(Saved entries)
PR #5030, opened 2024-02-08
Add documentation example for querying Clickhouse

smklein:
This is somewhat of a corollary to https://github.com/oxidecomputer/omicron/pull/5029. While debugging this info,
it took me a while to figure out what exactly to poke, so I figured I'd document that experience.

### DIFF
--- a/docs/clickhouse-debugging.adoc
+++ b/docs/clickhouse-debugging.adoc
@@ -31,7 +31,7 @@ $ pilot host login <cubby where clickhouse exists>
 $ pfexec zlogin oxz_clickhouse_<UUID>
 ----
 
-. **Identify the IP address of Clickhouse**. This is psosible using `ipadm`:
+. **Identify the IP address of Clickhouse**. This is possible using `ipadm`:
 +
 [source,bash]
 ----
--- a/docs/clickhouse-debugging.adoc
+++ b/docs/clickhouse-debugging.adoc
@@ -1,0 +1,199 @@
+:showtitle:
+:numbered:
+:toc: left
+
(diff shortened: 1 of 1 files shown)


david-crespo (approved):

docs/clickhouse-debugging.adoc
```diff
@@ -0,0 +1,199 @@
...
+lo0/v6            static   ok           ::1/128
+oxControlService8/ll addrconf ok        fe80::8:20ff:fe35:6b0a%oxControlService8/10
+oxControlService8/omicron6 static ok    fd00:1122:3344:107::4/64   <-- It's this one!
+----
+. **Log into Clickhouse using the CLI**
++
+[source,bash]
+----
+# Run from within the Clickhouse zone
+$ /opt/oxide/clickhouse/clickhouse client --host fd00:1122:3344:107::4
```
sunshowers, line 51: Can this process be automated?

sunshowers (approved):
Looks great!

docs/clickhouse-debugging.adoc
smklein: I want it to be. I'm kinda curious if omdb can handle a lot of this stuff, or if `oxdb` can help here - I know that's a tool that can be used to query clickhouse, but I didn't see it in any of the packaging stuff, so I wasn't sure if it was available on deployed racks.

But anyway, yeah, my dream would be:
- omdb has a command to find clickhouse via DNS
- omdb can then either call into oxdb, or re-use that functionality as a library...
- ... and as a caller, running something like `omdb clickhouse query <timeseries_name>` and seeing all data would be rad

What is expected:
From the data above, copy each line that has the string "Identify".

Output for this exercise:
-. **Identify the IP address of Clickhouse**. This is psosible using `ipadm`:
+. **Identify the IP address of Clickhouse**. This is possible using `ipadm`:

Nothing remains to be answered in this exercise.